The roles of acetylcholine, cholinergic agonists, and cholinesterase inhibitors, collectively termed cholinomimetics, have been established in the modulation of pain and analgesia [30]. Here we show that the pretreatment of animals with atropine prevented the antinociceptive effect induced by EOVA. This result indicates that the muscarinic receptors are involved in EOVA-induced antinociceptive effect. It is already well established that the analgesic effect of systemic morphine is mediated by a descending cholinergic pathway [31] as well as spinal endogenous acetylcholine acting through muscarinic receptors [32-35].

Ruthenium red (a noncompetitive TRPV1 antagonist) did not affect the antinociceptive effect of EOVA. However, capsazepine (a competitive TRPV1 channel antagonist) inhibited this response, indicating that EOVA interacts directly with TRPV1 receptors may contribute to this antinociception.

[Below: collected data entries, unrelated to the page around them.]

PR #324, opened 2024-05-30
ENG-7830 throttle inital commit.

kishisaka-nid:
Throttle code draft. Please ignore the network security config. This is for proxy man to see the network traffic and was accidentally was pushed. I will remove this.

### DIFF
--- a/NeuroID/src/main/java/com/neuroid/tracker/NeuroID.kt
+++ b/NeuroID/src/main/java/com/neuroid/tracker/NeuroID.kt
@@ -37,19 +37,16 @@ import com.neuroid.tracker.extensions.captureIntegrationHealthEvent
 import com.neuroid.tracker.extensions.saveIntegrationHealthEvents
 import com.neuroid.tracker.extensions.startIntegrationHealthCheck
 import com.neuroid.tracker.models.NIDEventModel
-import com.neuroid.tracker.models.NIDRemoteConfig
 import com.neuroid.tracker.models.NIDSensorModel
 import com.neuroid.tracker.models.NIDTouchModel
 import com.neuroid.tracker.models.SessionIDOriginResult
 import com.neuroid.tracker.models.SessionStartResult
 import com.neuroid.tracker.service.LocationService
-import com.neuroid.tracker.service.NIDApiService
 import com.neuroid.tracker.service.NIDCallActivityListener
-import com.neuroid.tracker.service.NIDConfigurationService
+import com.neuroid.tracker.service.NIDRemoteConfigService
 import com.neuroid.tracker.service.NIDJobServiceManager
 import com.neuroid.tracker.service.NIDNetworkListener
 import com.neuroid.tracker.service.NIDSamplingService
-import com.neuroid.tracker.service.OnRemoteConfigReceivedListener
 import com.neuroid.tracker.service.getSendingService
 import com.neuroid.tracker.storage.NIDDataStoreManager
 import com.neuroid.tracker.storage.NIDDataStoreManagerImp
@@ -64,14 +61,11 @@ import com.neuroid.tracker.utils.RandomGenerator
 import com.neuroid.tracker.utils.VersionChecker
 import com.neuroid.tracker.utils.generateUniqueHexId
 import com.neuroid.tracker.utils.getGUID
-import com.neuroid.tracker.utils.getRetroFitInstance
 import kotlinx.coroutines.CoroutineDispatcher
 import kotlinx.coroutines.CoroutineScope
 import kotlinx.coroutines.Dispatchers
 import kotlinx.coroutines.Job
-import kotlinx.coroutines.async
 import kotlinx.coroutines.launch
-import kotlinx.coroutines.runBlocking
 import java.util.Calendar
 
 class NeuroID
@@ -100,6 +94,8 @@ class NeuroID
         internal var debugIntegrationHealthEvents: MutableList<NIDEventModel> =
             mutableListOf<NIDEventModel>()
 
+        internal var nidRemoteConfigService: NIDRemoteConfigService
+
         internal var isRN = false
 
         // Dependency Injections
@@ -116,10 +112,16 @@ class NeuroID
         internal var isConnected = false
         internal var locationService: LocationService? = null
         internal var networkConnectionType = "unknown"
-        internal var nidSamplingService: NIDSamplingService = NIDSamplingService(logger, RandomGenerator())
+        internal var nidSamplingService: NIDSamplingService
         internal var dispatcher: CoroutineDispatcher = Dispatchers.IO
+        internal var randomGenerator = RandomGenerator()
 
         init {
+
+            nidRemoteConfigService = NIDRemoteConfigService(dispatcher, logger, clientKey)
+
+            nidSamplingService = NIDSamplingService(logger, randomGenerator, nidRemoteConfigService)
+
             when (serverEnvironment) {
                 DEVELOPMENT -> {
                     endpoint = Constants.devEndpoint.displayName
@@ -131,9 +133,7 @@ class NeuroID
                 }
             }
 
-            setRemoteConfig()
-
-            dataStore = NIDDataStoreManagerImp(logger)
+            dataStore = NIDDataStoreManagerImp(logger, nidSamplingService, nidRemoteConfigService)
             registrationIdentificationHelper = RegistrationIdentificationHelper(this, logger)
             nidActivityCallbacks = ActivityCallbacks(this, logger, registrationIdentificationHelper)
             application?.let {
@@ -147,8 +147,9 @@ class NeuroID
                     NIDJobServiceManager(
                         this,
                         dataStore,
-                        getSendingService(endpoint, logger, it),
-                        logger,
+                        getSendingService(endpoint, logger, it,
+                            nidRemoteConfigService.getRemoteNIDConfig().requestTimeout),
+                        logger, nidRemoteConfigService
                     )
             }
 
@@ -179,8 +180,10 @@ class NeuroID
                 )
             }
 
+
+
             // set call activity listener
-            if (nidSDKConfig.callInProgress) {
+            if (nidRemoteConfigService.getRemoteNIDConfig().callInProgress) {
                 nidCallActivityListener = NIDCallActivityListener(dataStore, VersionChecker())
                 this.getApplicationContext()
                     ?.let { nidCallActivityListener?.setCallActivityListener(it) }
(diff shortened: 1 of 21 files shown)


NeuroID/src/main/java/com/neuroid/tracker/service/NIDSamplingService.kt
```diff
@@ -0,0 +1,101 @@
...
+    private fun updateConfig() {
+        // figure out if we need to update the config, if last update was over 5 minutes ago
+        // get a new config and replace it, this should block till done.
+        val currentTime = Calendar.getInstance().timeInMillis
+        if ((currentTime - lastUpdatedTime) > (UPDATE_FREQUENCY)) {
+            logger.d(msg="refresh required: ${currentTime - lastUpdatedTime}" )
+            NeuroID.getInternalInstance()?.setRemoteConfig()
+            lastUpdatedTime = currentTime
+        }
+    }
```
kevinsites, line 94: As noted
1. this should be in the config service because its the responsibility of the config service
2. We aren't actually checking every 5 min, for v1 we are only retrieving once per app load.

kevinsites (changes requested):

NeuroID/src/main/java/com/neuroid/tracker/service/NIDSamplingService.kt
```diff
@@ -0,0 +1,101 @@
...
+
+    /**
+     * Return the sample rate, 0 indicates sample everything, 100 indicates sample nothing!
+     */
+    private fun retrieveSampleRate(siteID: String?): Int {
+        // let updateConfig() figure out if we need to update or not
+        logger.d(msg="update config")
+        updateConfig()
+        logger.d(msg="config updated")
+
```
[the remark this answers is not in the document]
kishisaka-nid: ill add a config service. right now NeuroID is grabbing the config.

NeuroID/src/main/java/com/neuroid/tracker/service/NIDSamplingService.kt
```diff
@@ -0,0 +1,101 @@
...
+        // is the site id passed in a linked site id in the options?, if so return the linked site
+        // id sample rate
+        if (isLinkedSiteID(siteID)) {
+            NeuroID.nidSDKConfig.linkedSiteOptions[siteID]?.let {
+                logger.d(msg="retrieveSampleRate site id is in options, ${it.sampleRate}")
+                return it.sampleRate
+            }
```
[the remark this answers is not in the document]
kishisaka-nid: There should no reason why this would not return a mapped value. The `isLinkedSiteID(siteID)` check will return false if there is no mapping in the options hashmap and continue to the next block below eventually reaching the bottom to return the DEFUALT_SAMPLE_RATE.

NeuroID/src/main/java/com/neuroid/tracker/NeuroID.kt
```diff
@@ -510,21 +511,35 @@ class NeuroID
             }
 
             // immediately flush events before anything else
-            CoroutineScope(Dispatchers.IO).launch {
+            CoroutineScope(dispatcher).launch {
                 nidJobServiceManager.sendEvents(true)
                 saveIntegrationHealthEvents()
             }
+
+            linkedSiteID = siteID
```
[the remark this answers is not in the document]
kishisaka-nid: originally this was set early so startSession() / start() would process the linkedSiteID however now that we don't alter the state of the SDK, just stop event collection at capture() without stoping the SDK, this can go back to the original position. start(). startSession() and startAppFlow() don't need any changes.

NeuroID/src/main/java/com/neuroid/tracker/service/NIDSamplingService.kt
```diff
@@ -0,0 +1,101 @@
...
+     */
+    private fun isLinkedSiteID(siteID: String?): Boolean =
+        NeuroID.nidSDKConfig.linkedSiteOptions.contains(siteID)
+
+    /**
+     * is this a parent site id?
+     */
+    private fun isCollectionSiteID(siteID: String?): Boolean =
+        NeuroID.nidSDKConfig.siteID == (siteID ?: false)
+
```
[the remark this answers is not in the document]
kishisaka-nid: yeah it only checks for exact matches with the remote config's siteID. if it is anything but a perfect match, this returns false and the default values (100) will be used. I will change it to check for null or react match and return true otherwise false to let it fall and use the default value.

NeuroID/src/main/java/com/neuroid/tracker/service/NIDSamplingService.kt
kishisaka-nid: add remote config service.

NeuroID/src/main/java/com/neuroid/tracker/service/NIDSamplingService.kt
```diff
@@ -0,0 +1,101 @@
...
+            NeuroID.nidSDKConfig.linkedSiteOptions[siteID]?.let {
+                logger.d(msg="retrieveSampleRate site id is in options, ${it.sampleRate}")
+                return it.sampleRate
+            }
+        }
+        // is the site id passed in a parent site id? if so, return the parent site id sample rate.
+        if (isCollectionSiteID(siteID)) {
+            logger.d(msg="retrieveSampleRate parent site, ${NeuroID.nidSDKConfig.sampleRate}")
+            return NeuroID.nidSDKConfig.sampleRate
+        }
```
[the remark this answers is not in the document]
kishisaka-nid: done.

NeuroID/src/main/java/com/neuroid/tracker/service/NIDSamplingService.kt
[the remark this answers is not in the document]
kishisaka-nid: done.

NeuroID/src/main/java/com/neuroid/tracker/service/NIDSamplingService.kt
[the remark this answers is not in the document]
kishisaka-nid: remote config service added.

NeuroID/src/main/java/com/neuroid/tracker/NeuroID.kt
```diff
@@ -510,21 +511,35 @@ class NeuroID
...
                     }
                 } else {
+                    // we do however have to check sampling status if we are currently
+                    // sampling and we might have to stop it since we are not going through
+                    // startSession() in this block
+                    nidSamplingService.updateIsSampledStatus(siteID)
+                    logger.d(msg="startAppFlow() sdk started ${nidSamplingService.isSessionFlowSampled()}")
+                    if (!nidSamplingService.isSessionFlowSampled()) {
+                        stopSession()
+                        return SessionStartResult(false, userID ?: "")
```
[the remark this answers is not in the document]
kishisaka-nid: updated, isSessionFlowSampled() is checked in the data store manager at the saveEvent() and the queueEvent() methods. if isSessionFlowSampled() is true, events will be saved/queued else return without saving/queueing.

NeuroID/src/main/java/com/neuroid/tracker/NeuroID.kt
```diff
@@ -530,13 +511,14 @@ class NeuroID
                     SessionStartResult(true, userID ?: "")
                 }
 
+            linkedSiteID = siteID
+            nidSamplingService.updateIsSampledStatus(linkedSiteID)
+            logger.d(msg="startSession() isSessionFlowSampled ${nidSamplingService.isSessionFlowSampled()} ${Companion.siteID}")
+
```
kevinsites, line 517: The sampling status should be updated in 3 places, when start is called, when startSession is called, or LN 509-511 where we are just creating a linkedSiteID session. It should happen there because even if the user just calls start/startSession we might have throttling in place

NeuroID/src/main/java/com/neuroid/tracker/service/NIDSamplingService.kt
```diff
@@ -0,0 +1,85 @@
...
+            return
+        }
+
+        logger.d(msg="updateIsSampledStatus() we are not sampling")
+        isSessionFlowSampled = false
+    }
+
+
+    /**
+     * Return the sample rate, 0 indicates sample everything, 100 indicates sample nothing!
```
kevinsites, line 38: Isn't this backwards? If we are at 100 we should sample everything and if we are at 0 we sample nothing?

NeuroID/src/main/java/com/neuroid/tracker/service/NIDSamplingService.kt
```diff
@@ -0,0 +1,85 @@
...
+     */
+    private fun retrieveSampleRate(siteID: String?): Int {
+        // is the site id passed in a linked site id in the options?, if so return the linked site
+        // id sample rate
+        if (isLinkedSiteID(siteID)) {
+            configService.getRemoteNIDConfig().linkedSiteOptions[siteID]?.let {
+                logger.d(msg = "retrieveSampleRate site id is in options, ${it.sampleRate}")
+                return it.sampleRate
```
kevinsites, line 46: What if the siteID is in the linkedSiteOptions but the key `sampleRate` is not?
I.e. 
```
{
  "linkedSiteOptions:{
     "site1": { "otherKey":"foo" }
   }
}
```

will this fall back to the DEFAULT_SAMPLE_RATE or will it return undefined/blow up?

NeuroID/src/main/java/com/neuroid/tracker/service/NIDSamplingService.kt
```diff
@@ -0,0 +1,85 @@
...
+            }
+        }
+        // is the site id passed in a parent site id? if so, return the parent site id sample rate.
+        if (isCollectionSiteID(siteID)) {
+            logger.d(msg = "retrieveSampleRate parent site, ${configService.getRemoteNIDConfig().sampleRate}")
+            return configService.getRemoteNIDConfig().sampleRate
```
kevinsites, line 52: this value could also not exist, are we defaulting it to 100?

kevinsites (changes requested):

NeuroID/src/main/java/com/neuroid/tracker/NeuroID.kt
kishisaka-nid: fixed. thanks!

NeuroID/src/main/java/com/neuroid/tracker/service/NIDSamplingService.kt
kishisaka-nid: coment fixed.

NeuroID/src/main/java/com/neuroid/tracker/service/NIDSamplingService.kt
kishisaka-nid: added default checks here 
`return configService.getRemoteNIDConfig().sampleRate ?: DEFAULT_SAMPLE_RATE`

NeuroID/src/main/java/com/neuroid/tracker/service/NIDSamplingService.kt
kishisaka-nid: added default checks here
`return it.sampleRate ?: DEFAULT_SAMPLE_RATE`

kishisaka-nid: As we define more options here, we will need to add It to the NIDLinkedSiteOption data class.

NeuroID/src/main/java/com/neuroid/tracker/service/NIDSamplingService.kt
kishisaka-nid: Yeah if the sample_site param is not add, since it is defined in the NIDRemoteConfig with 100, it will return 100.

In summary, we have demonstrated that topical EOVA reduces the nociceptive behavior in models of formalin-induced paw licking and eye wiping in mice. In the corneal pain model, the observed antinociception is possibly mediated by 5-HT, α 1, muscarinic, and TRPV1 receptors.

(a)

Group	Dose (mg/kg)	Paw licking time (s)
		1st phase	2nd phase
Control	—	99.63 ± 5.95	41.75 ± 8.07
EOVA	25	106.8 ± 10.03	19.67 ± 8.83****
	50	81.83 ± 6.53****	4.66 ± 4.27****
	100	42.17 ± 8.63****	18.33 ± 6.83****
	200	26.75 ± 2.52****	24.83 ± 4.36****
Morphine	7.5	19.83 ± 4.33****	13.83 ± 4.56****

Data are expressed as mean ± s.e.m. ****P < 0.0001 compared to control group. ANOVA followed by Student-Newman-Keuls test.

(b)

Group	Dose (mg/kg)	Paw licking time (s)
		1st phase	2nd phase
Control	—	57.67 ± 1.89	96.17 ± 6.95
EOVA	25	32.00 ± 6.27****	49.33 ± 7.96****
	50	38.50 ± 4.23****	45.50 ± 9.78****
	100	34.83 ± 5.81****	36.50 ± 11.43****
	200	37.50 ± 4.08****	23.17 ± 10.51****
Morphine	7.5	19.83 ± 4.33****	13.83 ± 4.56****

Data are expressed as mean ± s.e.m. ****P < 0.0001 compared to control group. ANOVA followed by Student-Newman-Keuls test.

(a)

Group	Dose (mg/kg)	Number of eye wipes (30 s)
Control	—	20.33 ± 0.66
EOVA	25	15.33 ± 0.91***
	50	16.67 ± 0.84**
	100	16.67 ± 0.66**
	200	14.33 ± 0.61****
Morphine	7.5	12.17 ± 0.83****

Data are expressed as mean ± s.e.m. **P < 0.01, ***P < 0.001, and

****P < 0.0001 compared to control group. ANOVA followed by Student-Newman-Keuls test.

(b)

Group	Dose (mg/kg)	Number of eye wipes (30 s)
Control	—	22.13 ± 1.31
EOVA	25	16.50 ± 1.26**
	50	14.75 ± 0.70***
	100	15.25 ± 1.09***
	200	12.63 ± 0.73***
Morphine	7.5	11.88 ± 0.83***

Data are expressed as mean ± s.e.m. **P < 0.01, ***P < 0.001, and

****P < 0.0001 compared to control group. ANOVA followed by Student-Newman-Keuls test.